𝗞𝗼𝘂𝗺𝗯𝗲𝗺 𝗦𝗶𝗯𝗶𝗿𝗶 𝗔𝗺𝗮𝗱E, 𝗹𝗲 𝗺𝗮ë𝗲𝘂𝘁𝗶𝗰𝗶𝗲𝗻 𝗾𝘂𝗶 𝗳𝗮𝗶𝘁 𝘁𝗿𝗶𝗼𝗺𝗽𝗵𝗲𝗿 𝗹𝗮 𝘃𝗶𝗲 à 𝗠𝗮𝘁𝗶𝗮𝗰𝗼𝗮𝗹𝗶
Il y a des héros qui ne portent ni uniforme ni arme. Ils portent une blouse et choisissent, chaque jour, de rester là où la Nation a besoin d’eux.
À plus de cent kilomètres des villages les plus reculés de la région du Goulmou, dans une commune longtemps éprouvée par l’insécurité, Koumbem Sibiri Amadé veille sur les femmes enceintes de Matiacoali depuis février 2020. Maïeuticien d’État et responsable de la maternité du Centre médical avec antenne chirurgicale (CMA) de Matiacoali, il fait partie de ces agents de santé qui ont décidé de servir, malgré les difficultés.
Originaire de Seguedin , dans la commune de Nanoro, il quitte son village en 2008 pour poursuivre ses études à Bobo-Dioulasso. En 2016, admis à quatre concours directs de la Fonction publique, il choisit la santé, convaincu que sa vocation est d’aider à donner la vie. Trois années de formation plus tard, il est affecté à Matiacoali, où il prend service en février 2020.
À son arrivée, le contexte est particulièrement difficile. Plusieurs centres de santé des environs sont fermés et les femmes enceintes affluent de toute la commune, mais aussi de Kantchari, de Diapaga et de villages parfois situés à plus de cent kilomètres. Chaque semaine, son équipe reçoit en moyenne une vingtaine de grossesses pathologiques : anémies sévères, paludisme, prééclampsie, hypertension artérielle, menaces d’accouchement prématuré… Pendant longtemps, la seule solution consistait à évacuer les patientes vers Fada N’Gourma, au prix de longs trajets, souvent risqués.
« Cela nous affectait énormément. Nous savions que chaque minute comptait », confie-t-il.
Le 22 juin 2026 marque un tournant historique. Grâce à la mise en service du bloc opératoire de Matiacoali, les premières césariennes peuvent enfin être réalisées sur place. En un peu plus de deux semaines, 17 césariennes sont pratiquées avec succès.
Pour le jeune maïeuticien, cette infrastructure change tout.
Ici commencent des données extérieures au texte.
PR #774, opened 2021-10-25
BZ 2008947: Procedure to rename Satellite Server

Lennonka:
Add parameter to update host name URL in Puppet after renaming Satellite Server

https://bugzilla.redhat.com/show_bug.cgi?id=2008947

Cherry-pick into:

* [ ] Foreman 3.0
* [x] Foreman 2.5 (Satellite 6.10)
* [ ] Foreman 2.4
* [x] Foreman 2.3 (Satellite 6.9)
* [x] Foreman 2.1 (Satellite 6.8)

PR #795, opened 2021-11-01
BZ 2008947: Condition host name update in Puppet config…

Lennonka:
… after renaming Satellite Server (Puppet possibly disabled)

Follow-up to #774

Cherry-pick into:

* [x] Foreman 3.0


ekohl (commented):
Technically disabling Puppet is not supported for Satellite until Satellite 7.0 and entirely undocumented in the current documentation. I'd suggest we hold off on this and keep this work for a much larger "how to deal with a disabled Puppet" story. As we speak, we're working hard as engineering about how to deal with this.

PR #809, opened 2021-11-04
Build and check with local HTML links

lzap:
Our Github Action builds HTML pages for all variants and then it calls linkchecker on them. So far so good.

Now, we build with BaseURL that points to real sites:

* docs.foreman.org
* Red Hat Docs
* ATIX docs

Problem is, real sites are often out of date.

This patch solves it, it builds all HTML pages with BaseURL set to `file:///absolute/path/to/build/dir/` which then correctly maps all links. Link validation is more relevant as it checks links of the actual pull request. It is also faster.

And I also found that we call the linkchecker 5 times instead of just one. This will dramatically speed up pull request tests.

### DIFF
--- a/.github/workflows/deploy.yml
+++ b/.github/workflows/deploy.yml
@@ -52,8 +52,21 @@ jobs:
       - name: Clean the environment
         run: make clean
 
-      - name: Build HTML
+      - name: Build HTML with local links
         run: |
+          make html BUILD=foreman-el LINKS=LOCAL
+          make html BUILD=foreman-deb LINKS=LOCAL
+          make html BUILD=katello LINKS=LOCAL
+          make html BUILD=satellite LINKS=LOCAL
+          make html BUILD=orcharhino LINKS=LOCAL
+
+      - name: Check HTML links of all builds
+        run: |
+          make linkchecker-tryer
+
+      - name: Rebuild HTML with real links
+        run: |
+          make clean
           make html BUILD=foreman-el
           make html BUILD=foreman-deb
           make html BUILD=katello
@@ -65,14 +78,6 @@ jobs:
         with:
           name: foreman-docs-html-${{ env.BRANCH_NAME }}
           path: guides/build/
-
-      - name: Check HTML links
-        run: |
-          make linkchecker-tryer BUILD=foreman-el
-          make linkchecker-tryer BUILD=foreman-deb
-          make linkchecker-tryer BUILD=katello
-          make linkchecker-tryer BUILD=satellite
-          make linkchecker-tryer BUILD=orcharhino
 
   build-pdf:
     runs-on: ubuntu-latest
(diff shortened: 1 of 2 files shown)


.github/workflows/deploy.yml
```diff
@@ -54,25 +54,21 @@ jobs:
...
 
-      - name: Check HTML links
+      - name: Check HTML links of all builds
         run: |
-          make linkchecker-tryer BUILD=foreman-el
-          make linkchecker-tryer BUILD=foreman-deb
-          make linkchecker-tryer BUILD=katello
-          make linkchecker-tryer BUILD=satellite
-          make linkchecker-tryer BUILD=orcharhino
+          make linkchecker-tryer
```
lzap, line 71: This was not necessary, this makefile target simply finds all HTML pages and checks them. We can only call this once, BUILD variable is unused for this case.

guides/Makefile
```diff
@@ -13,10 +13,10 @@ pdf: all-pdf
 clean: all-clean
 
 linkchecker:
-	find build -type f -name index\*html | xargs linkchecker -r1 -f common/linkchecker.ini --check-extern
+	find build -type f -name index\*html | xargs linkchecker -r1 -f common/linkchecker.ini --check-extern --verbose
 
 linkchecker-tryer:
-	find build -type f -name index\*html | xargs linkchecker -r1 -f common/linkchecker.ini --check-extern | linkchecker-tryer
+	find build -type f -name index\*html | xargs linkchecker -r1 -f common/linkchecker.ini --check-extern --verbose | linkchecker-tryer
```
lzap, line 20: I am adding verbosity to be able to verify links are actually rendered as expected (locally).

guides/common/Makefile
```diff
@@ -24,6 +25,10 @@ ifeq ($(UNAME), Darwin)
 BROWSER_OPEN = open
 endif
 
+ifeq ($(LINKS), LOCAL)
+BASEURL_ATTR = "-a BaseURL=file://$(BUILD_DIRA)"
+endif
+
```
lzap, line 31: When `LINKS=LOCAL` is passed, it adds the local BaseURL. Otherwise it builds as usual.

lzap:
To check links, compare before/after:

```
[lzap@nuc foreman-documentation]$ ag file:// guides/build/ | wc -l
224
```

lzap:
HTML build is now faster, previously about 6 minutes, now about 2 minutes. The bottleneck is now PDF building.

Since we never had a PDF build error, maybe we don't need to run it for pull request actions?

maximiliankolb (approved):
I've checked the output and it looks good to me! I am not super familiar with GHA, but it looks reasonable 👍

lzap:
Let's merge it then, I can speed up PDF building in another PR. Need to figure out how to share variables.

lzap:
https://github.com/theforeman/foreman-documentation/pull/813

PR #811, opened 2021-11-09
Visually separate the abort and reset commands in the Pulp migration p…

ianf77:
…rocess

Separated using notes.

Bug 2013682 - Remove satellite-maintain content migration-reset as a step

https://issues.redhat.com/browse/SATDOC-490

Cherry-pick into:

* [ ] Foreman 3.0

### DIFF
--- a/guides/doc-Upgrading_and_Updating/topics/preparing_to_migrate_pulp_content.adoc
+++ b/guides/doc-Upgrading_and_Updating/topics/preparing_to_migrate_pulp_content.adoc
@@ -51,21 +51,29 @@ This might take some time on high latency systems.
 # {foreman-maintain} content prepare
 ----
 +
-You cannot use `*Ctrl*` *+* `*C*` to terminate this process.
-If a user attempts to halt the process using CTRL + C or by disconnecting their SSH session, the process does not terminate but continues in the background.
+[Note]
+====
+You cannot use *`Ctrl` + `C`* to terminate this process.
+If you attempt to halt the process using *`Ctrl` + `C`* or by disconnecting your SSH session, the process does not terminate but continues in the background.
 You can use the following command to terminate the process gracefully, whenever necessary, so that you can continue later.
-+
+
 [options="nowrap", subs="verbatim,quotes,attributes"]
 ----
 # {foreman-maintain} content prepare-abort
 ----
-+
+
 Note that `{foreman-maintain} content-prepare abort` can take several minutes to terminate the process.
-. Continue the migration process using `{foreman-maintain} content-prepare` whenever it is convenient.
-. If problems occur, you can restart the pre-migration process from the beginning:
+You can continue the migration process using `{foreman-maintain} content-prepare` whenever it is convenient.
+====
 +
+. The migration process is not fully complete until the upgrade of {ProjectServer} from {ProjectVersionPrevious} to {ProjectVersion} is complete.
++
+[Note]
+====
+If problems occur, you can restart the pre-migration process from the beginning using the following command:
+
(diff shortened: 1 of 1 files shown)


lzap:
From the issue: _Is being shown a next step for step 4. if a person does not pay close attention they might actually perform this as a successive step aborting the preparation for the migration._

Generally we are against these NOTE boxes, but I agree we should do something with this:

Snímek obrazovky 2021-11-10 v 15 23 11

@maximiliankolb what do you suggest? I would be perhaps fine with this.

lzap:
Oh wait, this renders incorrectly, please fix this:

Snímek obrazovky 2021-11-10 v 15 27 11

What would be really helpful if you could attach image just like me so we can asses this more quickly.

lzap:
Don't set the labels please, this is for us. Also, I will ask you to file this against 2.5 too, we have a new policy of cherry picking. We will require PRs from now on to ensure all changes in 2.5 are passing builds.

lzap:
Thank you, don't start until we land on a good solution. I am not sold on using NOTE, @maximiliankolb help me here?

I think just making this a subchapter would be better, those note boxes are not mean for structure content.

guides/doc-Upgrading_and_Updating/topics/preparing_to_migrate_pulp_content.adoc
```diff
@@ -51,21 +51,30 @@ This might take some time on high latency systems.
...
 # {foreman-maintain} content prepare-abort
 ----
-+
+
 Note that `{foreman-maintain} content-prepare abort` can take several minutes to terminate the process.
-. Continue the migration process using `{foreman-maintain} content-prepare` whenever it is convenient.
-. If problems occur, you can restart the pre-migration process from the beginning:
+You can continue the migration process using `{foreman-maintain} content-prepare` whenever it is convenient.
+====
 +
```
maximiliankolb, line 69:
```suggestion
```

guides/doc-Upgrading_and_Updating/topics/preparing_to_migrate_pulp_content.adoc
```diff
@@ -51,21 +51,30 @@ This might take some time on high latency systems.
...
-You cannot use `*Ctrl*` *+* `*C*` to terminate this process.
-If a user attempts to halt the process using CTRL + C or by disconnecting their SSH session, the process does not terminate but continues in the background.
+[NOTE]
+====
+You cannot use *`Ctrl` + `C`* to terminate this process.
+If you attempt to halt the process using *`Ctrl` + `C`* or by disconnecting your SSH session, the process does not terminate but continues in the background.
 You can use the following command to terminate the process gracefully, whenever necessary, so that you can continue later.
-+
+
+
```
maximiliankolb, line 60:
```suggestion
```

maximiliankolb (commented):
Two small nitpicks; but the built docs look good to me!

I am a fan of using `NOTE|WARNING|CAUTION|TIP` [admonitions](https://docs.asciidoctor.org/asciidoc/latest/blocks/admonitions/) but I know not everyone shares my excitement. If you want to go the extra mile and create a separate procedure to stop the content migrate process, that would be great as well.

Is content migration something that is still relevant for Foreman 3.x+ ? If not, maybe we don't have to spend too much time with this.

I would be fine with your PR.

maximiliankolb (approved):

lzap (approved):
Allright then, I have no problems with these notes. We can easily search them if we decide its a problem later.

lzap:
Merged, thanks. @ianf77 please do the same for 2.5.

PR #812, opened 2021-11-09
Added statement that Pulp migration increases upgade time.

ianf77:
Bug 2013267 - Need to update time required to complete the upgrade in Prerequisites section of Sat6.10

https://issues.redhat.com/browse/SATDOC-477

Cherry-pick into:

* [ ] Foreman 3.0


ekohl (changes requested):
I think this only really belongs in the 2.5-stable branch. master follows what 3.1 will be and in upstream we're way beyond the point where Pulp 2 was a thing. In fact, we're expecting at this point that the user has removed Pulp 2 altogether and things will break if they haven't.

ianf77:
Removed the cherry-pick to v3.

ekohl:
It still shouldn't be a PR to the master branch, only against 2.5. You can change the base branch of a PR but it may be easier to open a new PR.

ianf77:
Ok

PR #816, opened 2021-11-09
Fix 2.5 gha

maximiliankolb:
Trying to figure out why 2.5 does not build & why there was no GHA workflow.

PR #819, opened 2021-11-10
Require PRs for backporting

lzap:
We had issues with backporting some of the changes. Cherry picking is mostly seamless process, but due to amount of changes recently and also due to the fact that Red Hat Documentation team requires backporting into one year old branch, we very often encounter conflicts breaking the builds.

This patch removes the checkbox from the PR template and asks authors to file PRs on their own. This way we can ensure good quality by running builds via Github Actions.

I would suggest that Red Hat Documentation team would work earier in the process, e.g. when features are being completed rather than after beta Satellite release to avoid extra work of backporting changes.

https://github.com/theforeman/foreman-documentation/pull/816

### DIFF
--- a/.github/PULL_REQUEST_TEMPLATE.md
+++ b/.github/PULL_REQUEST_TEMPLATE.md
@@ -2,7 +2,7 @@
 Cherry-pick into:
 
 * [ ] Foreman 3.0
-* [ ] Foreman 2.5 (Satellite 6.10)
+* For Foreman 2.5, file a separate PR request
 
 <!---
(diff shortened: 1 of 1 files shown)


melcorr (approved):

melcorr:
Yeah. The maintenance of this branch with such low participation from Red Hat docs in the upstream is an unreasonable burden on our time. I am merging this.

ekohl (commented):
Based on experience in other repositories I've been wondering if we should apply the policy altogether: require the author to open cherry pick PRs.

Anyway, retroactive :+1: for this PR.

PR #674, opened 2021-08-18
Adding chapter to Content Management Guide on Convert2RHEL process

ianf77:
Adding files to 3086

doc] Satellite Convert2RHEL support

https://issues.redhat.com/browse/SAT-3086

Cherry-pick into:

* [x] Foreman 3.0
* [x] Foreman 2.5 (Satellite 6.10)
* [ ] Foreman 2.4
* [ ] Foreman 2.3 (Satellite 6.9)
* [ ] Foreman 2.1 (Satellite 6.8)

PR #821, opened 2021-11-10
adds convert2RHEL content

ryandeussing:
PR #674 was not cherry-picked into 2.5, and as it has been a while
I queued up the changes in a new PR to avoid conflicts.


lzap (approved):
Thanks, we are still working on the process. Looks clean, tests are green.

PR #822, opened 2021-11-10
BZ 2021473: Specify disk space requirement for Pulp content migration

Lennonka:
https://bugzilla.redhat.com/show_bug.cgi?id=2021472

Cherry-pick into:

* [x] Foreman 3.0
* [x] Foreman 2.5 (Satellite 6.10)

PR #825, opened 2021-11-10
BZ 2021473: Specify disk space requirement for Pulp content migration on 2.5

Lennonka:
Follow-up to #822

### DIFF
--- a/guides/doc-Upgrading_and_Updating/topics/upgrading_satellite_server_prerequisites.adoc
+++ b/guides/doc-Upgrading_and_Updating/topics/upgrading_satellite_server_prerequisites.adoc
@@ -19,6 +19,13 @@ In the {ProjectWebUI}, navigate to *Monitor* > *Audits* and search for the templ
 If you use the export method, restore your changes by comparing the exported template and the default template, manually applying your changes.
 ifdef::satellite[]
 * Pulp content migration occurs at {ProjectVersionPrevious}, before the upgrade to {ProjectVersion}.
+* Ensure there is sufficient storage space for `/var/lib/pulp/published` to double in size before starting the migration process.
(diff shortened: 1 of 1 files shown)


lzap (approved):
And thank you again!

guides/doc-Upgrading_and_Updating/topics/upgrading_satellite_server_prerequisites.adoc
```diff
@@ -19,6 +19,13 @@ In the {ProjectWebUI}, navigate to *Monitor* > *Audits* and search for the templ
 If you use the export method, restore your changes by comparing the exported template and the default template, manually applying your changes.
 ifdef::satellite[]
 * Pulp content migration occurs at {ProjectVersionPrevious}, before the upgrade to {ProjectVersion}.
+* Ensure there is sufficient storage space for `/var/lib/pulp/published` to double in size before starting the migration process.
```
ekohl, line 22: While this is already merged, I'd suggest to reduce this to `/var/lib/pulp`. `/var/lib/pulp/published` is only for Pulp 2 while Pulp 3 uses other directories under `/var/lib/pulp`.

Another thing to note is that `/var/lib/pulp` should not be split into multiple partitions: the migration wants to hardlink files between Pulp 2 and Pulp 3, which it can't do over multiple partitions. Then the migration will copy files which is a LOT slower. So `/var/lib/pulp` can be a separate partition, but `/var/lib/pulp/published` can't.

I'm also wondering if this is really correct. I think it's mostly the PostgreSQL database that will greatly increase in size during the migration, not the actual files on disk. The Bugzilla number doesn't explain why and looks completely unrelated.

« Imaginons que ces 17 femmes aient dû être évacuées à Fada dans les conditions que nous connaissons… Ce bloc opératoire est un immense soulagement pour toute la commune et ses environs. »
Mais derrière le professionnel se cache aussi un homme qui consent de lourds sacrifices.
Depuis plusieurs mois, Koumbem Sibiri Amadé n’a pas revu son épouse ni sa famille, restées à Bobo-Dioulasso. Pendant qu’il poursuit sa mission auprès des populations, son épouse assume seule les responsabilités du foyer.
« Elle joue souvent le rôle de père pendant mes longues absences. C’est grâce à son soutien que je peux continuer à servir ici. »
Malgré l’éloignement, la charge de travail et les conditions de vie difficiles, il ne songe pas à abandonner. « Sauver une vie est le plus grand bonheur pour un agent de santé. Pour un maïeuticien, c’est une immense fierté. »
Reconnaissant envers ses collègues, ses responsables, les partenaires techniques et les populations de Matiacoali, il considère que chaque naissance réussie est une victoire collective.
À travers le parcours de Koumbem Sibiri Amadé, c’est l’engagement silencieux de centaines d’agents de santé qui exercent dans les zones les plus difficiles du Burkina Faso que le ministère de la Santé souhaite mettre en lumière. Des femmes et des hommes qui, loin des projecteurs, continuent chaque jour d’écrire l’une des plus belles pages du service public : celle du dévouement au service de la vie.